*Your instructions*
The lines from the first line of the entries through the line containing "- https://jira.mongodb.org/browse/DOCSP-26723" are to be repeated exactly, with both of those lines included.

*Data to use*
PR #248, opened 2022-11-28
(DOCSP-26723): Add Recipes for Device Sync

dacharyc:
## Pull Request Info

I've fielded several questions from Swift developers over the last week or two about high-level process for getting from MongoDB Atlas data onto a client device, or getting data from a client device onto other client devices. I summarized these steps for them, but ended up linking out to a bunch of different documents to give them some overview of what to do. This seemed like a good case for recipes, so wanted to throw these together to see how we feel about them as a team. This information basically already existed, but wanted to collect it together into a single document that rolls everything up.

Not sure why the autobuilder check is showing as failed, but here is the build log with no issues: [Build Log](https://workerpool-boxgs.mongodbstitch.com/pages/job.html?collName=queue&jobId=63990547dc742b91f23c2d46)

### Jira

- https://jira.mongodb.org/browse/DOCSP-26723

- [Sync Data in Atlas with a Client Application](https://docs-atlas-staging.mongodb.com/atlas-app-services/docsworker-xlarge/add-recipes/sync/app-builder/sync-data-in-atlas-with-client/)
- [Sync Client Data with Atlas](https://docs-atlas-staging.mongodb.com/atlas-app-services/docsworker-xlarge/add-recipes/sync/app-builder/sync-data-in-client-with-atlas/)
- [Stream Data Unidirectionally from a Client to Atlas](https://docs-atlas-staging.mongodb.com/atlas-app-services/docsworker-xlarge/add-recipes/sync/app-builder/stream-data-from-client-to-atlas/)

### Review Guidelines


mongodben:
don't have time to do a full review on this (sorry), but a question: i see that the new pages are in a directory `source/recipes` (top lvl), but show up in the IA under `source/sync`.

why is this the structure? should the pages be moved under different directory `source/sync/recipes`?

dacharyc:
> question: i see that the new pages are in a directory `source/recipes` (top lvl), but show up in the IA under `source/sync`.
> 
> why is this the structure? should the pages be moved under different directory `source/sync/recipes`?

Yeah, good question, @mongodben . I originally added "Recipes" to the top-level nav for App Services, and had these pages there. After writing them up, I thought about how they're all Device Sync specific, so thought folks might expect to find them under Device Sync, and moved them to there in the ToC. But I'm also not super sold on having a "Recipes" nav element at all - I don't know if users will find that to be a meaningful title, and maybe they should be called something else. (Use Cases?) And I'm still undecided whether they should live under Device Sync, or be exposed at a higher level, alongside other "Recipes" or "Use Cases" - so that users don't necessarily need to know what feature set to use, but are just looking for something that tells how to do the task/use case they want to do.

So I guess TL;DR; I'm looking for opinions, and am happy to move the final structure to wherever we think it belongs, and call it whatever we think it should be called.

mongodben:
> So I guess TL;DR; I'm looking for opinions, and am happy to move the final structure to wherever we think it belongs, and call it whatever we think it should be called.

i don't have any opinion here.

though, since this is useful content and all related to sync stuff, putting in sync section seems reasonable, regardless of url structure.

cbush:
My initial thought: if we have a category in the TOC called "Recipes", we're moving back in the direction of basing the organization on content types rather than actions. I definitely like the content itself, so I will give more thought to where it could go.

source/sync/get-started/stream-data-from-client-to-atlas.txt
```diff
@@ -0,0 +1,267 @@
...
+      it, link it to an Atlas cluster, and specify the deployment model and
+      deployment region that work best for your application.
+
+      You can create an App Services App via the :ref:`Atlas UI 
+      <create-app-ui>`, the :ref:`Atlas App Services Command Line Interface 
+      <create-app-cli>`, or the :ref:`App Services Admin API <create-app-api>`.
+
+   .. step:: Configure Device Sync and Asymmetric Sync
+
+      Device Sync is the service that manages synchronizing data to Atlas
```
cbush, line 48: Maybe?
```suggestion
      Device Sync is the service that synchronizes data to Atlas 
```

source/sync/get-started/stream-data-from-client-to-atlas.txt
```diff
@@ -0,0 +1,267 @@
...
+      You can create an App Services App via the :ref:`Atlas UI 
+      <create-app-ui>`, the :ref:`Atlas App Services Command Line Interface 
+      <create-app-cli>`, or the :ref:`App Services Admin API <create-app-api>`.
+
+   .. step:: Configure Device Sync and Asymmetric Sync
+
+      Device Sync is the service that manages synchronizing data to Atlas 
+      and across your client devices. Device Sync, together with the 
+      Realm SDKs, automatically manages network connectivity, user 
+      authentication, and user permissions and data access.
```
cbush, line 51: User authentication -> not entirely true? The app services does that part.

Also not sure what you mean exactly by "data access".

source/sync/get-started/stream-data-from-client-to-atlas.txt
```diff
@@ -0,0 +1,267 @@
...
+
+      When you configure Device Sync, you specify the data source that the 
+      client devices can access, as well as the permissions that determine
```
cbush, line 54:
```suggestion
      client devices can access as well as the permissions that determine
```

source/sync/get-started/stream-data-from-client-to-atlas.txt
```diff
@@ -0,0 +1,267 @@
...
+
+      - Generate an App Services schema from your Realm object model. 
+        Refer to: :ref:`create-schema-from-rom`.
+      - Manually create an App Services Schema. For more information, refer 
+        to: :ref:`enforce-a-schema`.
+
+   .. step:: Enable an Authentication Provider
+
+      Your client devices must authenticate in order to access synced data.
+      App Services provides several authentication providers to enable
```
cbush, line 80: It might help to say "...such as email/password or anonymous..."

source/sync/get-started/sync-data-in-atlas-with-client.txt
```diff
@@ -0,0 +1,311 @@
...
+            :tabid: flutter
+
+            :ref:`Authenticate Users - Flutter SDK <flutter-authenticate>`
+
+         .. tab::
+            :tabid: kotlin
+
+            :ref:`Authenticate Users - Kotlin SDK <kotlin-authenticate>`
+
+   .. step:: Open a Synchronized Realm
```
cbush, line 182: It seems the catchphrase is _Synced realm_. I could be wrong?

cbush (approved):
First of all, sorry for the delay in getting to a serious review. I really love the content here. My only real hangup is where to put them. If it's in Getting Started, it creates an overwhelming feeling.

Here's what I suggest: a category between "Get Started" and "Configure & Update..." called... something like...

- "Fast Track"
- "App Builder's Resources"
- "Scenarios"

Move "Add Sync to a Local-Only App" and possibly "Flex Sync Permissions Guide" in there.

(Fully aware that my name suggestions might contradict the previous qualm with "Recipes" as being too much about the content type, but I'm thinking we can work around this by including the purpose/intended audience of the content (i.e. "fast", "app builder", "real world", etc etc)...)

cbush (approved):
LGTM. Let's merge and publish. We can see what the response is to the category title/placement and see if it needs adjustment later.

PR #255, opened 2022-12-02
(DOCSP-26793): Expand metrics

cbush:
### Jira

- https://jira.mongodb.org/browse/DOCSP-26793

### Staged Changes

- https://docs-atlas-staging.mongodb.com/atlas-app-services/docsworker-xlarge/metrics-xpand/admin/api/v3/#tag/metrics
- https://docs-atlas-staging.mongodb.com/atlas-app-services/docsworker-xlarge/metrics-xpand/reference/metrics/
- 
### Reminder Checklist

### Review Guidelines


source/reference/metrics.txt
```diff
@@ -0,0 +1,270 @@
...
+   :class: singlecol
+
+App Services provides a variety of metrics related to App Services and Device
+Sync. You can access your metrics data with the Admin API's
+:admin-api-endpoint:`getMetrics <tag/metrics/operation/adminGetMetrics>` endpoint.
+
+The content on this page is provided for your information. The exact metrics
+returned may be subject to change.
+
+.. Source derived from https://docs.google.com/spreadsheets/d/1cjQopjPUsEKde6TlqO38B0Ko6n4vTwl4tgJ-LHSbf7Y/edit#gid=1354315462
```
mongodben, line 20: should this be deleted?

source/openapi-admin-v3.yaml
```diff
@@ -2246,8 +2239,10 @@ paths:
       operationId: adminGetMetrics
       summary: Retrieve App Services metrics
       description: |-
-        Retrieves a variety of metrics, including: Compute Time, Data
-        Transfer, Sync Minutes, Requests Succeeded, Requests Failed.
+        Retrieves a variety of metrics, including: Compute Time, Data Transfer,
+        Sync Minutes, Requests Succeeded, Requests Failed. For a complete list
+        of available metrics, see [App
+        Services Metrics Reference](https://mongodb.com/docs/atlas/app-services/reference/metrics)
```
mongodben, line 2245:
```suggestion
        Services Metrics Reference](https://mongodb.com/docs/atlas/app-services/reference/metrics).
```

source/reference/metrics.txt
```diff
@@ -0,0 +1,270 @@
...
+    - Active open sync sessions.
+
+  * - AUTH_EGRESS_BYTES
+    - BYTES_PER_SECOND
+    - The amount of data transferred from the server due to
+      authentication requests.
+
+  * - AUTH_FAILED_REQUESTS
+    - SCALAR_PER_SECOND
+    -  failed authentication requests.
```
mongodben, line 65:
```suggestion
    -  Failed authentication requests.
```

source/reference/metrics.txt
```diff
@@ -0,0 +1,270 @@
...
+
+.. contents:: On this page
+   :local:
+   :backlinks: none
+   :depth: 2
+   :class: singlecol
+
+App Services provides a variety of metrics related to App Services and Device
+Sync. You can access your metrics data with the Admin API's
+:admin-api-endpoint:`getMetrics <tag/metrics/operation/adminGetMetrics>` endpoint.
```
mongodben, line 15: nit: i don't think we refer to methods by their operationId elsewhere in the docs. 

i'd just put a plain-text description, smthn like
```rst 
:admin-api-endpoint:`Retrieve App Services metrics <tag/metrics/operation/adminGetMetrics>`
```

(also didn't know we had a `:admin-api-endpoint:` role)

source/reference/metrics.txt
```diff
@@ -0,0 +1,270 @@
...
+
+The content on this page is provided for your information. The exact metrics
+returned may be subject to change.
```
mongodben, line 18: what's the purpose of the first sentence "The content on this page is provided for your information."?

source/reference/metrics.txt
```diff
@@ -0,0 +1,270 @@
...
+A **scalar** is a singular value representing a magnitude or count. Its exact
+interpretation depends on the metric.
+
+A **scalar per second** represents a count over time ("rate"). The value is
+effectively the total count in the requested time window divided by the number
+of seconds in the window.
+
+Some scalar per second values are expressed as a 95th percentile. This means
+that the reading for the given metric is below the given value 95% of the time
+and above it the other 5% of the time.
```
mongodben, line 41: out of curiosity, do you know why this is the case?

seems weird to me that we're telling user that our metric is this good 5% or more of the time

source/reference/metrics.txt
```diff
@@ -0,0 +1,270 @@
...
+   :header-rows: 1
+   :widths: 50 20 30
+
+  * - Metric Name
+    - Unit
+    - Description
+
+  * - ACTIVE_OPEN_SYNC_SESSIONS
+    - SCALAR
+    - Active open sync sessions.
```
mongodben, line 56: can you be more descriptive? 

is this the total number of subscriptions that were open over a given duration? 
including ones that were already open? excluding?

source/reference/metrics.txt
```diff
@@ -0,0 +1,270 @@
...
+    - SCALAR_PER_SECOND
+    - Rate of successful logins.
+
+  * - AUTH_SUCCESSFUL_REQUESTS
+    - SCALAR_PER_SECOND
+    - Rate of successful authentication requests.
+
+  * - AUTH_TOTAL_USERS
+    - SCALAR
+    - The total number of users.
```
mongodben, line 81: how does this work with the time span in the query params? 

i/e number of users at beginning of time span could be different from the number at the end

source/reference/metrics.txt
```diff
@@ -0,0 +1,270 @@
...
+    - Rate of failed function call requests from client SDKs.
+
+  * - SDK_FNS_RESPONSE_MS
+    - MILLISECONDS
+    - 95th percentile response time for client SDK function calls.
+
+  * - SDK_MQL_COMPUTE_MS
+    - SCALAR_PER_SECOND
+    - The number of milliseconds per second spent computing client SDK remote
+      MongoDB access requests.
```
mongodben, line 167: ditto https://github.com/mongodb/docs-app-services/pull/255/files#r1041320654

source/reference/metrics.txt
```diff
@@ -0,0 +1,270 @@
...
+  * - SYNC_CLIENT_UPLOADS_INVALID
+    - SCALAR_PER_SECOND
+    - Device Sync client invalid uploads.
+
+  * - SYNC_CURRENT_OPLOG_LAG_MS_SUM
+    - MILLISECONDS
+    - The sum of Device Sync oplog lag in milliseconds.
+
+  * - SYNC_EGRESS_BYTES
+    - BYTES_PER_SECOND
```
mongodben, line 203: should this just be bytes?

source/reference/metrics.txt
```diff
@@ -0,0 +1,270 @@
...
+  * - TRIGGERS_COMPUTE_MS
+    - SCALAR_PER_SECOND
+    - Rate of compute time spent for Triggers.
+
+  * - TRIGGERS_CURRENT_OPLOG_LAG_MS_SUM
+    - MILLISECONDS
+    - Sum of Triggers oplog lag.
+
+  * - TRIGGERS_EGRESS_BYTES
+    - BYTES_PER_SECOND
```
mongodben, line 256: again should just be bytes, not bytes/second?

mongodben (commented):
back to you!

source/reference/metrics.txt
cbush: Why?

source/reference/metrics.txt
cbush: Thanks, this is a search and replace flub. It's actually supposed to say Rate of ...

source/reference/metrics.txt
cbush: Just a preamble to the next thing. But even that's questionable - eng says they might be private/subject to change but product would prefer they don't change.

source/reference/metrics.txt
cbush: It's certainly inconsistent. Usually we refer to the category. I'm referring to a specific endpoint here, so I don't see the benefit of calling it something other than what it is. But I don't feel strongly.

source/reference/metrics.txt
cbush: "Good" implies the metric is a value judgment and that higher is always better. It's neither. The 95th percentile scalar/sec type is used for things like response times where lower is actually better. It's just saying that MOST of the time, it's below X, but sometimes it's above X. I don't know the exact technical reason why it's presented this way.

source/reference/metrics.txt
```diff
@@ -0,0 +1,270 @@
...
+    - SCALAR_PER_SECOND
+    - Rate of successful authentication requests.
+
+  * - AUTH_TOTAL_USERS
+    - SCALAR
+    - The total number of users.
+
+  * - ENDPOINTS_COMPUTE_MS
+    - SCALAR_PER_SECOND
+    - The number of milliseconds per second spent computing endpoint requests.
```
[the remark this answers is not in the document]
cbush: No. Note that the type is SCALAR_PER_SECOND, not MILLISECOND (or scalar). See the note about scalar per second. Basically this says how much time out of every second in the time window was spent computing. Really tried to keep this clean and clear but let me know if you have suggestions for how to clarify more, as I'm sure you're not the only one who would be left scratching your head.

source/reference/metrics.txt
```diff
@@ -0,0 +1,270 @@
...
+    - SCALAR_PER_SECOND
+    - Overall rate of failed requests.
+
+  * - OVERALL_SUCCESSFUL_REQUESTS
+    - SCALAR_PER_SECOND
+    - Overall rate of successful requests.
+
+  * - OVERALL_SYNC_MINUTES
+    - SCALAR_PER_SECOND
+    - Overall sync minutes.
```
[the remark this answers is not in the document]
cbush: This is not supposed to be Total. This is a scalar per second value, which means it's actually way more confusing. Unlike the "milliseconds per second" construct above, this is minutes per second, which makes no sense...

source/reference/metrics.txt
```diff
@@ -0,0 +1,270 @@
...
+
+  * - SDK_COMPUTE_MS
+    - SCALAR_PER_SECOND
+    - The number of milliseconds per second spent computing client SDK functions calls.
+
+  * - SDK_EGRESS_BYTES
+    - BYTES_PER_SECOND
+    - The amount of data transferred from the server due to SDK functions calls.
```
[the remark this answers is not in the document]
cbush: No. This comes from the source and from empirical testing. Almost everything has to do with rates as opposed to total values. But I can see I might need to clarify the phrases on the BYTES_PER_SECOND ones.

source/reference/metrics.txt
mongodben: i was told at some point to delete comments, but i have no personal issue w keeping. seems vaguely useful for future maintainers of the docs, assuming that spreadsheet is kept up to date.

source/reference/metrics.txt
mongodben: but the operationId isn't exposed in the spec (besides the URL path), so don't think it should be used here. recommending: 

```suggestion
:admin-api-endpoint:`Retrieve App Services metrics <tag/metrics/operation/adminGetMetrics>` endpoint.
```

source/reference/metrics.txt
mongodben: thanks for indulging my curiosity

source/reference/metrics.txt
```diff
@@ -0,0 +1,269 @@
...
+   :header-rows: 1
+   :widths: 50 20 30
+
+  * - Metric Name
+    - Unit
+    - Description
+
+  * - ACTIVE_OPEN_SYNC_SESSIONS
+    - SCALAR
+    - The number of active, open sync sessions at the time of the reading.
```
mongodben, line 55: what do you mean by "time of reading"? is this not using the query params for `start` and `end`?

source/reference/metrics.txt
```diff
@@ -0,0 +1,269 @@
...
+    - SCALAR_PER_SECOND
+    - The rate of successful logins.
+
+  * - AUTH_SUCCESSFUL_REQUESTS
+    - SCALAR_PER_SECOND
+    - The rate of successful authentication requests.
+
+  * - AUTH_TOTAL_USERS
+    - SCALAR
+    - The number of existing users at the time of the reading.
```
mongodben, line 80: ditto https://github.com/mongodb/docs-app-services/pull/255/files#r1042559324

source/reference/metrics.txt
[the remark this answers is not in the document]
mongodben: thanks for clarifying. i think the explanation above is good. it's a funky concept, and while it certainly could be expanded upon more, i don't know how necessary that would be for this fairly small (and presumably not highly trafficed) documentation page

mongodben (commented):
back to you! looking good, just a couple of small clarification points before approval

source/reference/metrics.txt
cbush: Oh, I see what you're saying. Got it.

source/reference/metrics.txt
cbush: That was the idea. I usually say to delete things that are "commented out", not "comments".

source/reference/metrics.txt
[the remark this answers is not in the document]
cbush: We'll see if we get feedback on it. I could go with what I did for the really weird one "minutes per second". I said it's the number of minutes in the window divided by the number of seconds in that window. However, the problem(?) with that is that I'm then talking about "windows".

source/reference/metrics.txt
mongodben: > If the interval is like a day, is it the number of sessions open that day or is it a snapshot of the exact time of measurement? Not quite sure about this.

i think this is an important point to clarify.

> I think throwing in the word "reading" was a mistake. I can call it "measurement". Not sure if that alone would clarify anything but at least I wouldn't be using a new term. (FWIW, I chose the former because it sounded less stuffy but I changed my mind looking at it now.)

i'm partial to measurements..but maybe i'm just stuffy. defer to you on phrasing there. i think the above clarification point is what must be clarified for this PR.

mongodben (approved):
i think the addition clarifies it well. nice work here.

lgtm!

*Answer area*
PR #248, opened 2022-11-28
(DOCSP-26723): Add Recipes for Device Sync

dacharyc:
## Pull Request Info

I've fielded several questions from Swift developers over the last week or two about high-level process for getting from MongoDB Atlas data onto a client device, or getting data from a client device onto other client devices. I summarized these steps for them, but ended up linking out to a bunch of different documents to give them some overview of what to do. This seemed like a good case for recipes, so wanted to throw these together to see how we feel about them as a team. This information basically already existed, but wanted to collect it together into a single document that rolls everything up.

Not sure why the autobuilder check is showing as failed, but here is the build log with no issues: [Build Log](https://workerpool-boxgs.mongodbstitch.com/pages/job.html?collName=queue&jobId=63990547dc742b91f23c2d46)

### Jira

- https://jira.mongodb.org/browse/DOCSP-26723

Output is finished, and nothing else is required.